COME CAMBIARE L’ATTIVITÀ DI VENDITA: INTERMEDIARI A CONFRONTO NEL WEBINAR DI CGPA EUROPE
Maria Rosa Alaggio, direttore responsabile di Insurance Connect e Insurance Trade, ha stimolato i rappresentanti degli intermediari su diversi temi: la risposta alla pandemia e la digitalizzazione; il ruolo attuale e prospettico nel mercato; gli interventi da compiere per dare impulso alla crescita del mercato. Ecco, in sintesi, che cosa è emerso.
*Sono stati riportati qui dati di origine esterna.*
PR #323, opened 2021-04-24
Create an install definition for Ubuntu 20.4 with Apache as reverse proxy to ASP.NET Core apps

nr-ahemsath:
This PR should resolve this story in the .NET Agent repo: https://github.com/newrelic/newrelic-dotnet-agent/issues/540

Jean Francois Mossino, presidente Commissione Agenti presso BIPAR. “La pandemia ha accentuato il valore della distribuzione professionale. Qualcuno si aspettava un boom dell’offerta attraverso il web o altri canali e invece abbiamo registrato una tenuta delle reti agenziali. Le compagnie hanno certamente fatto molto per supportarle, per esempio fornendo tecnologie digitali per curare la clientela, strumenti che hanno assunto un valore strategico; e hanno attivato anche percorsi formativi o di supporto online per le Agenzie. Gli agenti, d’altra parte, sono stati determinanti per garantire continuità di servizio alla clientela, in prima linea o a distanza; spiegando e, soprattutto, realizzando le facilitazioni per gli assicurati messe in campo dalle compagnie (per esempio, le agevolazioni sui premi per il mantenimento dei contratti, i rinnovi o le nuove assunzioni). Il tutto ha favorito la fidelizzazione. Le compagnie, insomma, hanno avuto un’ulteriore dimostrazione dell’importanza delle reti, verso le quali hanno riservato investimenti, sotto forma di contributi, strumenti e in alcuni casi di offerte commerciali; solo in occasioni estremamente limitate (in termini di numero e di entità) con stanziamenti economici diretti”.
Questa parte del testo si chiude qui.